These two values are used to calculate the Slope value.
\- Under GeneratingCorrelation_Results, only one PDMatrix txt file exists, as all alignments were compared against the generating tree (Chang.tre). In
RecoveredCorrelation_Results, you will find one PDMatrix for each tree.
Within 02-JTT you will find:
\- 20 further directories corresponding to the 20 branch length scaling factors, each named Chang_JTT_<number>. These contain the simulation alignments in philip format generated under
the JTT model in Hernandez & Ryan 2021 for each branch length scaling factor.
\- Chang.JTT.<number>.TransitionTransversion.Pairwise.txt - This file contains the Dayhoff Group Exchange Frequency (labelled Transition Frequency), the absolute count standard deviation
(Transition StdDev) and the Frequency standard deviation (TransFreqStDev). These were used to originally calculate the DEScore (as seen in the Excel sheet in 4.Other)
\- Chang.JTT.<number>.phy - a phylip alignment used in Hernandez & Ryan 2021 as the seed to generate the alignments under that branch length scaling category.
7. Real Data Studies
This directory contains the results of the real data studies detailed in the main text. Inside this directory you will find two further directories: Multiple Gene Datasets and Single Gene Datasets
Multiple Gene Datasets contains the results of the twenty-one "Multiple Gene" studies re-analysed by the DE-Score inside each directory (Misof et al. 2014, Fernández et al. 2016, Fernández et al. 2017, Irisarri et al 2017, Kocot et al 2017, Peters et al. 2017, Fernandez et al 2018, Hughes et al 2018, Johnson et al. 2018, Sharma et al. 2018, Shen, Jin et al 2018, Shen, Opulente et al. 2018, Benavides et al. 2019, Evangelista et al 2019, Kawahara et al. 2019, Simon et al. 2019, Steenwyk et al 2019, Milla et al 2020, Mongiardo, Koch & Thompson 2021, Wibberg et al 2021, Herranz et al 2022). Each of these directories contains:
\<Dataset Name>.DEScore.fastaSummary.txt - a file containing a list of the DE-Scores of individual gene alignments
\<Dataset Name>.nRCFV.fastaSummary.txt - a file containing a list of the nRCFVs of individual gene alignments
CompleteDataset - a directory containing the complete alignment and its corresponding DE-Score and nRCFV outputs
IndividualGenes - a directory containing individual gene alignments and their corresponding DE-Score and nRCFV outputs
TopSextile - a directory containing the alignment derived by selecting the top sextile of genes as determined by the DE-Score, and its corresponding DE-Score and nRCFV outputs
Single Gene Datasets contains the results of the six "Single Gene" studies re-analysed by the DE-Score inside each directory (Fleming et al 2021, Giaccomelli et al 2025, Novotna-Floriancicova et al 2023, Vieira & Rozas et al 2011). Each of these directories contains the relevant alignment and its corresponding DE-Score and nRCFV outputs.

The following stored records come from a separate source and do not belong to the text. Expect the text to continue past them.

PR #114, opened 2015-11-03
xFixing the precision issue

aniruddha-nitb:
There is a loss of precision as %f will return only 6 digits after the decimal.
While the lat lng contains 7 digits after decimal. So while rounding them to 6 digits there is a loss of precision which in realtime is leading to a difference of 15 minutes.

@broady @domesticmouse please review.

### DIFF
--- a/src/main/java/com/google/maps/model/LatLng.java
+++ b/src/main/java/com/google/maps/model/LatLng.java
@@ -50,6 +50,6 @@ public class LatLng implements UrlValue {
   @Override
   public String toUrlValue() {
     // Enforce Locale to English for double to string conversion
-    return String.format(Locale.ENGLISH, "%f,%f", lat, lng);
+    return String.format(Locale.ENGLISH, "%s,%s", lat, lng);
   }
 }


domesticmouse:
@aniruddha-nitb please sign the CLA so I can land your change. Thanks!

src/main/java/com/google/maps/model/LatLng.java
```diff
@@ -50,6 +50,6 @@ public String toString() {
   @Override
   public String toUrlValue() {
     // Enforce Locale to English for double to string conversion
-    return String.format(Locale.ENGLISH, "%f,%f", lat, lng);
+    return String.format(Locale.ENGLISH, "%s,%s", lat, lng);
```
domesticmouse: I believe this will fail in certain European countries, where the decimal point is replaced with a comma in locale rendered numbers. We need the number to be in english format for the API server to grok the number. 

Can you raise an issue that demonstrates the precision issue you are having instead of just supplying a fix?

broady:
I agree that 6 digits is plenty of precision. Can just use `%9f` if we want more precision.

domesticmouse:
This issue was fixed with https://github.com/googlemaps/google-maps-services-java/pull/153

Thanks!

Please note that two directories - Fleming et al 2021 and Vieira & Rozas 2011 - contain further directories A and B, as two datasets were re-analysed in each study.

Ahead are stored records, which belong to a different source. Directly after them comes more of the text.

Issue #343, opened 2026-07-25
Optimize CI Diff Report Generation by filtering unchanged recipes


MonuChaudhary14:
# Description
Currently, our `.ci/generate-diff-report-for-checkstyle.sh` and `.ci/generate-diff-report-for-kafka.sh` scripts run Checkstyle and open-rewrite for all recipes against the target repositories (checkstyle and kafka) on every PR.

This process takes a significant amount of time and CI resources. Since unchanged recipes produce the exact same output on the baseline and the PR branches, they cancel each other out and result in zero diffs in the final HTML report. Running these unchanged recipes is computationally expensive and adds massive overhead to the PR build time.

MonuChaudhary14:
@rdiachenko 

This issue is also fixed

PR #344, opened 2026-07-25
Issue #343: Optimized CI Diff Report Generation by filtering unchanged recipes

MonuChaudhary14:
Issue #343

### DIFF
--- a/.ci/generate-diff-report-for-checkstyle.sh
+++ b/.ci/generate-diff-report-for-checkstyle.sh
@@ -28,6 +28,38 @@ cp "$RECIPES_DIR/.ci/diff-report-rewrite.yml" "$WORK_DIR/diff-report-rewrite.yml
 echo "Fetching base branch $BASE_BRANCH..."
 git fetch origin "$BASE_BRANCH"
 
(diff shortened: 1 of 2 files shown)


romani:
@rdiachenko , @sabaka , please share your thought on this ?

rdiachenko:
> @rdiachenko , @sabaka , please share your thought on this ?

there is a tradeoff here:

1. run all recipes and catch cases when new recipe fixes produce new violations that can be fixed by existing recipes (but we need to run checkstyle multiple times to catch new violations and re-run recipes, which is not the case right now)

or

2. apply this optimisation and filter out unchanged recipes

Since we don't have full support for 1 (we run checkstyle once and fix all that's applicable), and, realistically, i don't see 1 as a common use case. it is more like an exceptional case that is good to have covered later if we need it. I'm good to go with 2

sabaka:
I think running only changed recipes is good enough – our goal here is to catch regression introduced by changes in the recipe now. We should probably run all in cases when we change the core part affecting multiple recipes, but this can be done in the future. 
On a separate note, changes in both files are identical, should probably aim to extract it to the shell file as a function anld load it in both.

rdiachenko (approved):
lgtm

8. Comparison with SatuRation
This directory contains the data used to compare the DE-Score metric with the Mean Historical Signal (Lambda) metric used by SatuRation (https://github.com/lsjermiin/SatuRation.v1.0/). As another pre-analysis entropic site saturation detection metric, it is a useful benchmark for assessing the effectiveness of the DE-Score. The implications of this assessment are detailed in our Supplemental Methods.
Inside this directory you will find two directories and one excel file.
- SatuRation_DEScoreComparison.xlsx - this Excel file presents two sheets, one comparing the Mean Lambda and DE-Score under the Dayhoff simulations that were initially used to compare the DE-Score to the Slope Measurement (Supplemental Data Part 6), and a second comparing the two metrics under the JTT simulations used to assess the efficacy of the DE-Score under non-model conditions (Supplemental Data Part 6). This is achieved by means of Pearson Correlations against both metrics and of both metrics against the branch length scaling factor of the simulation datasets.
The two directories are:
- 01-DAYHOFF
- 02-JTT
Within each of these two directories are three files, <ModelName>_1_9_MeanLambda.txt, <ModelName>_10_19_MeanLambda.txt and <ModelName>_20_MeanLambda.txt. These files contain lists of the MeanLambda, in order, over each of the scaling categories (1-9. 10-19, 20)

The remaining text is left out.